___ Dataset content ___

PR #10, opened 2021-09-29
PP-8506 Get Webhook resource

mrlumbu:
Adds ability to get webhook by external id.

Controversial things what I have done:

- used records for webhook create request and
webhook response. This seems pretty nice:
clearer, less verbose, more immutable.

- reorganised a bit, so dao and resource are
two packages under webhook. Think this makes sense.

- used named typed query and defined this on
Webhook entity. To my eye this makes everything
a bit cleaner and I like that queries are defined
with entity, and then DAO is responsible for
executing and handling result. Open to discuss this.

- removed mocking of Webhook thing from resource test:
this was breaking Jackson serialisation, and seems
unnecessary

- written one big WebhookResourceIT that posts to API
then retrieves from API. Seems like a nice test to have for now
and avoids need to squirt things in to DB to set up. May not
be sustainable.


src/main/java/uk/gov/pay/webhooks/webhook/resource/CreateWebhookRequest.java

___

**Exercise goal**
Return what is listed above, exactly and completely.

**Result**
PR #10, opened 2021-09-29
PP-8506 Get Webhook resource

mrlumbu:
Adds ability to get webhook by external id.

Controversial things what I have done:

- used records for webhook create request and
webhook response. This seems pretty nice:
clearer, less verbose, more immutable.

- reorganised a bit, so dao and resource are
two packages under webhook. Think this makes sense.

- used named typed query and defined this on
Webhook entity. To my eye this makes everything
a bit cleaner and I like that queries are defined
with entity, and then DAO is responsible for
executing and handling result. Open to discuss this.

- removed mocking of Webhook thing from resource test:
this was breaking Jackson serialisation, and seems
unnecessary

- written one big WebhookResourceIT that posts to API
then retrieves from API. Seems like a nice test to have for now
and avoids need to squirt things in to DB to set up. May not
be sustainable.


src/main/java/uk/gov/pay/webhooks/webhook/resource/CreateWebhookRequest.java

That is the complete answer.